Thank you so much! I worked hard on this ;-; 



> Wow. You're an exceptionally skilled artist, Kthoughts. Each of these three covers gives about the same "feeling" of what the reader can expect, although perhaps the 2nd cover provides the most information about the "world eating" part, judging from the background in that image. Out of all 3 of them, though, I'd say that the 3rd one is my favorite.
> 
> The 1st, anime version is wonderful as well, but I hear that sort of thing doesn't sell over well these days in the west... sadly. :sad:



The 2nd cover (Human cover) is actually my favorite out of all of them. Anime actually sells out well in the west but the problem is no one is giving much feedback as of now and some people think it's for "kids" but the anime cover is just experimental but I still love making the cover though


----------



## Firemajic (Jun 3, 2016)

These are all fabulous! Incredible talent... In your first post, at the top of this thread.. The second one is my favorite.. I love the dramatic background, and the Man in the pic, with the hood... love the mood created... these are wonderful ...


----------



## KThoughts (Jun 3, 2016)

Thank you so much! The 2nd cover is my favorite as well! I'm glad you like them :cheers:


----------



## Firemajic (Jun 3, 2016)

Will you announce your decision, here in this thread? Inquiring minds want to know....


----------



## KThoughts (Jun 3, 2016)

Firemajic said:


> Will you announce your decision, here in this thread? Inquiring minds want to know....



Announce my decision? What do you mean? How I came to like the 2nd cover? or is it something else?


----------



## Firemajic (Jun 3, 2016)

No, I thought you were still trying to decide which cover you are going to use...


----------



## Miseo (Jun 3, 2016)

Firemajic said:


> No, I thought you were still trying to decide which cover you are going to use...

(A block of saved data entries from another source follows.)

PR #477, opened 2025-04-04
New audio model

menaxmaged:
image
New audio player with support to view the output device if airpods


Alexander5015:
Thanks for the contribution! I think this still needs a few changes before we can merge it. First, it should detect built-in speakers from various Apple products and use the appropriate symbols. Additionally, it should detect AirPods Pro and AirPods Max. I also think we might want to redesign this, but I’m not much of a designer, so for now, start with the detection.

menaxmaged:
ok i will work on it.  thank you

Alexander5015:
Awesome, thanks! I am really busy working on the next release and trying to resolve a licensing issue, so it may take me some time to get to this. Also, please note we are changing our license to GPL3.

menaxmaged:
can you tell me more about the new license cause i don't completely understand the differences
btw i am working to use the audio detector  to make like a notification with the device and the battery status 
like when you connect airpods to iphone 
but i don't know which module should i use the system live activtites or the inline hud or make it using Expanding view type there is many options can you suggest me which is better or the most organized

Alexander5015:
Disclaimer, please note that this is not legal advice. I’ve attached GitHub’s summary of the new license’s clauses below for your reference. The old license, CC BY-NC-ND 4.0, is problematic because it’s not intended to be a software license but actually a media license. The “NC” (non-commercial) and “ND” (no derivatives) clauses have changed, allowing commercial use and modifications (which is obviously crucial for open-source software). Also, any derivative of the software must have public source code, preventing someone from taking part or all of our work and using it in a closed-source app.
 
image

For the UI, maybe look at how the battery notifications work, but I didn't work on any of these so I don't really know how they work.

Alexander5015:
Please rebase your branch and resolve conflicts

Alexander5015:
I'm closing this for now since it hasn't been updated. Feel free to open a new PR if you are still interested in adding this

PR #774, opened 2021-02-18
Polyline functions

mattiskoh:

### Checklist

- [ x] I ran lint on my computer and there are no errors (i.e. `invoke lint`).
- [ x] I added new functions/classes and made them available on a second-level import, e.g. `compas.datastructures.Mesh`.

### DIFF
--- a/CHANGELOG.md
+++ b/CHANGELOG.md
@@ -9,7 +9,7 @@ and this project adheres to [Semantic Versioning](https://semver.org/spec/v2.0.0
 ## Unreleased
 
 ### Added
-* Added `Polyline.split_at_corners` and `.Polyline.tangent_at_point_on_polyline`.
+* Added `divide_polyline`, `divide_polyline_by_length`, `Polyline.split_at_corners` and `.Polyline.tangent_at_point_on_polyline`.
 
 ### Changed
 
--- a/CHANGELOG.md
+++ b/CHANGELOG.md
@@ -9,7 +9,7 @@ and this project adheres to [Semantic Versioning](https://semver.org/spec/v2.0.0
 ## Unreleased
 
 ### Added
-* Added `divide_polyline`, `divide_polyline_by_length`, `Polyline.split_at_corners` and `.Polyline.tangent_at_point_on_polyline`.
+* Added `divide_polyline`, `divide_polyline_by_length`, `Polyline.split_at_corners` and `Polyline.tangent_at_point_on_polyline`.
 
 ### Changed
 
--- a/CHANGELOG.md
+++ b/CHANGELOG.md
@@ -9,6 +9,7 @@ and this project adheres to [Semantic Versioning](https://semver.org/spec/v2.0.0
 ## Unreleased
 
 ### Added
+* Added `Polyline.split_at_corners` and `.Polyline.tangent_at_point_on_polyline`.
 
 ### Changed
 
--- a/src/compas/geometry/primitives/polyline.py
+++ b/src/compas/geometry/primitives/polyline.py
@@ -269,7 +269,7 @@ class Polyline(Primitive):
 
         Returns
         -------
-        list of polylines
+        list of :class:`compas.geometry.Polyline`
 
         """
 
--- a/src/compas/geometry/primitives/polyline.py
+++ b/src/compas/geometry/primitives/polyline.py
@@ -295,7 +295,7 @@ class Polyline(Primitive):
             if id1 < id2:
                 split_polylines.append(Polyline(points[id1:id2+1]))
             else:
-                looped_pts = [points[i] for i in range(id1, len(points))] + points[0:id2+1]
+                looped_pts = [points[i] for i in range(id1, len(points))] + points[1:id2+1]
                 split_polylines.append(Polyline(looped_pts))
 
         return split_polylines
--- a/src/compas/geometry/primitives/polyline.py
+++ b/src/compas/geometry/primitives/polyline.py
@@ -298,9 +298,10 @@ class Polyline(Primitive):
             else:
                 looped_pts = [points[i] for i in range(id1, len(points))] + points[1:id2+1]
                 split_polylines.append(Polyline(looped_pts))
-if self.is_closed() and not corner_ids:
-    return [Polyline(self.points)]
-    
+
+        if self.is_closed() and not corner_ids:
+            return [Polyline(self.points)]
+
         return split_polylines
 
     def tangent_at_point_on_polyline(self, point):
@@ -332,33 +333,7 @@ if self.is_closed() and not corner_ids:
         """
         segment_length = self.length/num_segments
 
-        num_pts = int(round(self.length/segment_length))
-        total_length = [0, 0]
-        if hasattr(self, 'points'):
-            division_pts = [self.points[0]]
-            new_polyline = self
-        else:
-            division_pts = [self.start]
-            new_polyline = Polyline([self.start, self.end])
-
-        for i in range(num_pts):
-            for i_ln, line in enumerate(new_polyline.lines):
-                total_length.append(total_length[-1] + line.length)
-                if total_length[-1] > segment_length:
-                    amp = (segment_length - total_length[-2]) / line.length
-                    new_pt = line.start + line.vector.scaled(amp)
-                    division_pts.append(new_pt)
-                    total_length = [0, 0]
-                    remaining_pts = new_polyline.points[i_ln+2:]
-                    new_polyline = Polyline([new_pt, line.end] + remaining_pts)
-                    break
-            if len(division_pts) == num_pts+1:
-                break
-
-        if len(division_pts) != num_pts+1:
-            division_pts.append(new_polyline.points[-1])
-
-        return division_pts
+        return self.divide_polyline_by_length(segment_length)
 
     def divide_polyline_by_length(self, length):
         """Splits a polyline in segments of a given length
@@ -374,7 +349,12 @@ if self.is_closed() and not corner_ids:
         """
         num_pts = int(round(self.length/length))
         total_length = [0, 0]
-        division_pts = [self.points[0]]
+        if hasattr(self, 'points'):
+            division_pts = [self.points[0]]
+            new_polyline = self
+        else:
+            division_pts = [self.start]
+            new_polyline = Polyline([self.start, self.end])
         new_polyline = self
         for i in range(num_pts):
             for i_ln, line in enumerate(new_polyline.lines):
--- a/src/compas/geometry/primitives/polyline.py
+++ b/src/compas/geometry/primitives/polyline.py
@@ -319,6 +319,7 @@ class Polyline(Primitive):
 # Main
 # ==============================================================================
 
+
 if __name__ == '__main__':
 
     import doctest
--- a/src/compas/geometry/primitives/polyline.py
+++ b/src/compas/geometry/primitives/polyline.py
@@ -305,7 +305,7 @@ class Polyline(Primitive):
 
         Parameters:
         -----------
-        point: :class:`compas.geometry.Primitives.Point`
+        point: :class:`compas.geometry.Point`
 
         Returns
         -------
--- a/src/compas/geometry/primitives/polyline.py
+++ b/src/compas/geometry/primitives/polyline.py
@@ -7,6 +7,7 @@ from compas.geometry import transform_points
 from compas.geometry.primitives import Primitive
 from compas.geometry.primitives import Point
 from compas.geometry.primitives import Line
+from compas.geometry.predicates import is_point_on_line
 
 from compas.utilities import pairwise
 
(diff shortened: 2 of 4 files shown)


CHANGELOG.md
```diff
@@ -9,6 +9,7 @@ and this project adheres to [Semantic Versioning](https://semver.org/spec/v2.0.0
 ## Unreleased
 
 ### Added
+* Added `divide_polyline`, `divide_polyline_by_length`, `Polyline.split_at_corners` and `.Polyline.tangent_at_point_on_polyline`.
```
```suggestion
* Added `divide_polyline`, `divide_polyline_by_length`, `Polyline.split_at_corners` and `Polyline.tangent_at_point_on_polyline`.
```

src/compas/geometry/primitives/polyline.py
```diff
@@ -258,11 +259,134 @@ def transform(self, T):
             self.points[index].y = point[1]
             self.points[index].z = point[2]
 
+    def split_at_corners(self, angle_threshold):
+        """Splits a polyline at corners larger than the given angle_threshold
 
+        Parameters:
+        -----------
+        angle_threshold: radians
```
beverlylytle:
```suggestion
        angle_threshold : float
            In radians.
```

src/compas/geometry/primitives/polyline.py
```diff
@@ -258,11 +259,134 @@ def transform(self, T):
...
+
+        Returns
+        -------
+        list of polylines
```
beverlylytle:
```suggestion
        list of :class:`compas.geometry.Polyline`
```

src/compas/geometry/primitives/polyline.py
```diff
@@ -258,11 +259,134 @@ def transform(self, T):
...
+                split_polylines.append(Polyline(looped_pts))
+
+        return split_polylines
+
+    def tangent_at_point_on_polyline(self, point):
+        """Calculates the tangent vector of a point on a polyline
+
+        Parameters:
+        -----------
+        point: :class:`compas.geometry.Primitives.Point`
```
beverlylytle:
```suggestion
        point: :class:`compas.geometry.Point`
```

src/compas/geometry/primitives/polyline.py
```diff
@@ -258,11 +259,134 @@ def transform(self, T):
...
+
+        Returns
+        -------
+        Vector
```
beverlylytle:
```suggestion
        :class:`compas.geometry.Vector`
```

src/compas/geometry/primitives/polyline.py
```diff
@@ -258,11 +259,134 @@ def transform(self, T):
...
+        """Divide a polyline in equal segments
+
+        Parameters:
+        -----------
+        num_segments: int
+
+        Returns
+        -------
+        list
+            list of points :class:`compas.geometry.Primitives.Point`
```
beverlylytle:
```suggestion
            list of :class:`compas.geometry.Point`
```

src/compas/geometry/primitives/polyline.py
```diff
@@ -258,11 +259,134 @@ def transform(self, T):
...
+        for line in self.lines:
+            if is_point_on_line(point, line):
+                return line.direction
+
+    def divide_polyline(self, num_segments):
+        """Divide a polyline in equal segments
+
+        Parameters:
+        -----------
+        num_segments: int
```
beverlylytle:
```suggestion
        num_segments : int
```

src/compas/geometry/primitives/polyline.py
```diff
@@ -258,11 +259,134 @@ def transform(self, T):
...
+            division_pts.append(new_polyline.points[-1])
+
+        return division_pts
+
+    def divide_polyline_by_length(self, length):
+        """Splits a polyline in segments of a given length
+
+        Parameters:
+        -----------
+        length: float
```
beverlylytle:
```suggestion
        length : float
```

src/compas/geometry/primitives/polyline.py
```diff
@@ -258,11 +259,134 @@ def transform(self, T):
...
+
+        Returns
+        -------
+        list
+            list of points :class:`compas.geometry.Primitives.Point`
```
beverlylytle:
```suggestion
            list of :class:`compas.geometry.Point`
```

src/compas/geometry/primitives/polyline.py
```diff
@@ -258,11 +259,134 @@ def transform(self, T):
...
+        else:
+            corner_ids = [0] + corner_ids + [len(points)]
+
+        for id1, id2 in pairwise(corner_ids):
+            if id1 < id2:
+                split_polylines.append(Polyline(points[id1:id2+1]))
+            else:
+                looped_pts = [points[i] for i in range(id1, len(points))] + points[1:id2+1]
+                split_polylines.append(Polyline(looped_pts))
+
```
beverlylytle, line 301: If this is invoked on a closed Polyline that approximates, say, a circle with very many line segments and a sufficiently large `angle_threshold`, then this would return an empty list, and I think it makes sense to return a list containing only a copy of the original Polyline.
```suggestion
if self.is_closed() and not corner_ids:
    return [Polyline(self.points)]
    
```

src/compas/geometry/primitives/polyline.py
```diff
@@ -258,11 +259,134 @@ def transform(self, T):
...
+        if self.is_closed() and len(corner_ids) > 0:
+            if corner_ids[-1] != len(points):
+                corner_ids = [corner_ids[-1]] + corner_ids
+        else:
+            corner_ids = [0] + corner_ids + [len(points)]
+
+        for id1, id2 in pairwise(corner_ids):
+            if id1 < id2:
+                split_polylines.append(Polyline(points[id1:id2+1]))
```
beverlylytle, line 297: Do you really want that the new `Polyline`s use the same `Point`s, or should the points be copied?

src/compas/geometry/primitives/polyline.py
```diff
@@ -258,11 +259,134 @@ def transform(self, T):
...
+                    remaining_pts = new_polyline.points[i_ln+2:]
+                    new_polyline = Polyline([new_pt, line.end] + remaining_pts)
+                    break
+            if len(division_pts) == num_pts+1:
+                break
+
+        if len(division_pts) != num_pts+1:
+            division_pts.append(new_polyline.points[-1])
+
+        return division_pts
```
beverlylytle: This code is just the same as below, right?  so to avoid duplication, just call the function below.
```suggestion
        return self.divide_polyline_by_length(segement_length)
```

src/compas/geometry/primitives/polyline.py
```diff
@@ -258,11 +259,134 @@ def transform(self, T):
...
+        -----------
+        point: :class:`compas.geometry.Primitives.Point`
+
+        Returns
+        -------
+        Vector
+        """
+        for line in self.lines:
+            if is_point_on_line(point, line):
+                return line.direction
```
beverlylytle, line 320:
```suggestion
                return line.direction
            raise Exception('{} not found!'.format(point))
```

src/compas/geometry/primitives/polyline.py
```diff
@@ -258,11 +259,134 @@ def transform(self, T):
...
+        Parameters:
+        -----------
+        length: float
+
+        Returns
+        -------
+        list
+            list of points :class:`compas.geometry.Primitives.Point`
+        """
+        num_pts = int(round(self.length/length))
```
beverlylytle: This line I find a little confusing.  First, I think `round` returns an `int` when the precision is not specified.  Secondly, `round` behaves scientifically rather than computer-sciencely in that `round(4.5) == 4` while `round(5.5) == 6`.  So in `divide_polyline` I don't think you always get exactly the number of segments that you specify, but maybe that's ok.  Would `int(self.length / length)` make sense here (which always rounds down)?

beverlylytle (changes requested):
Looking pretty good.  I know it looks like a lot of comments, but mostly they are trivial things to do with docstring style. 

I think it would be a really good thing to add some tests for these new functions.  In particular, testing around some edge cases. For example `divide_polyline` on polylines with only two points or with many, on closed or not closed polylines, with few or many `num_segments`.  And similarly for `divide_polyline_by_length` with a length that divides (or not) the polyline's length, or exceeds it. Etc.

src/compas/geometry/primitives/polyline.py
mattiskoh: I have no strong opinion about this. I definitely understand the reason to copy these points to avoid any mishaps later on in the function, but as it seems to work I would just leave it as is. 

Performance-wise I thought this would be the most efficient ( but I'm definitely no expert 😂 )

If you feel that it would improve the code by copying feel free to add.

src/compas/geometry/primitives/polyline.py
mattiskoh: Correct, I will add the edge case for the Polyline existing of only 2pts (a Line..) to `self.divide_polyline_by_length` and simplify `self.divide_polyline` as above.

src/compas/geometry/primitives/polyline.py
mattiskoh: Yes, you're right. I will add the change

src/compas/geometry/primitives/polyline.py
beverlylytle: I am ambivalent about this, weighing performance against hard to spot bugs. So, I'd say leave it as it is until someone complains ;)

src/compas/geometry/primitives/polyline.py
```diff
@@ -258,11 +259,123 @@ def transform(self, T):
...
+        point: :class:`compas.geometry.Point`
+
+        Returns
+        -------
+        :class:`compas.geometry.Vector`
+        """
+        for line in self.lines:
+            if is_point_on_line(point, line):
+                return line.direction
+            raise Exception('{} not found!'.format(point))
```
beverlylytle: I think this needs to have one less level indentation.  Sorry!
```suggestion
        raise Exception('{} not found!'.format(point))
```

tests/compas/geometry/test_polyline.py
```diff
@@ -0,0 +1,54 @@
...
+
+
+@pytest.mark.parametrize('coords,expected', [
+    ([[0.0, 0.0, 0.0], [100.0, 0.0, 0.0]], [[0.0, 0.0, 0.0], [80.0, 0.0, 0.0], [100.0, 0.0, 0.0]]),
+])
+def test_polyline_divide_length_strict2(coords, expected):
+    assert expected == Polyline(coords).divide_polyline_by_length(80, False)
+
+
+@pytest.mark.parametrize('coords, input, expected', [
```
beverlylytle:
```suggestion
@pytest.mark.parametrize('coords,input,expected', [
```

tests/compas/geometry/test_polyline.py
```diff
@@ -0,0 +1,54 @@
...
+    ([[0.0, 0.0, 0.0], [1.0, 0.0, 0.0], [1.0, 1.0, 0.0], [0.0, 1.0, 0.0], [0.0, 0.0, 0.0]], math.pi/2, [Polyline([[0.0, 0.0, 0.0], [1, 0.0, 0.0]]),
+                                                                                                        Polyline([[1, 0.0, 0.0], [1, 1, 0.0]]), Polyline([[1, 1, 0.0], [0.0, 1, 0.0]]), Polyline([[0.0, 1, 0.0], [0.0, 0.0, 0.0]])]),
+])
+def test_polyline_split_at_corners(coords, input, expected):
+    assert expected == Polyline(coords).split_at_corners(input)
+
+
+@pytest.mark.parametrize('coords, input, expected', [
```
beverlylytle:
```suggestion
@pytest.mark.parametrize('coords,input,expected', [
```

src/compas/geometry/primitives/polyline.py
```diff
@@ -258,11 +259,131 @@ def transform(self, T):
...
+        return self.divide_polyline_by_length(segment_length, False)
+
+    def divide_polyline_by_length(self, length, strict=True):
+        """Splits a polyline in segments of a given length
+
+        Parameters:
+        -----------
+        length: float
+
+        strit: boolean
```
beverlylytle:
```suggestion
        strict : bool
```

src/compas/geometry/primitives/polyline.py
```diff
@@ -258,11 +259,131 @@ def transform(self, T):
...
+            If set to False, the remainder segment will be added even if it is smaller than the desired length
```
beverlylytle:
```suggestion
            If set to ``False``, the remainder segment will be added even if it is smaller than the desired length
```

beverlylytle (approved):
Lookin good!  let's merge this!

PR #778, opened 2021-03-01
Update `Box` transform

romanarust:
Small fix on box transform to apply `Scale` to its width, height, length.

### Checklist


beverlylytle:
I would have expected that `Box.transform` behaves this way already, that is, that the dimensions of the box change according to the scaling of the transformation.  Indeed, `Sphere.transform` both moves the center point and scales the radius.  However, `Cylinder.transform` does not scale the height or the radius of the object.  `Capsule.transform` is confusing, in that it transforms the defining line, but not the radius.  All I mean to say is, I think this is a good change for `Box`, but for the other shapes and primitives, the behavior of `transform` is not consistent, and this maybe should be discussed.

tomvanmele:
just to add on to this, what happens if the transformation contains a shear and/or projection component?

romanarust:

Ah, well, actually she made these as a favour for my story... I had a real hard time choosing which one... I'm thinking of going with the third one.

Gotta hand it to KThoughts, she did a great job even with all the details I requested...


----------



## KThoughts (Jun 3, 2016)

Firemajic said:


> No, I thought you were still trying to decide which cover you are going to use...



The one who requested these covers *Miseo* said he will choose the 3rd cover. I made these covers for his story *World Eater*


----------



## Firemajic (Jun 3, 2016)

Miseo said:


> Ah, well, actually she made these as a favour for my story... I had a real hard time choosing which one... I'm thinking of going with the third one.
> 
> Gotta hand it to KThoughts, she did a great job even with all the details I requested...




She is wickedly talented! Congratulations on your book, you must be thrilled...


----------



## Aquilo (Jun 5, 2016)

This one is good, but just be wary of the spacing of the title: it's very close to the border. 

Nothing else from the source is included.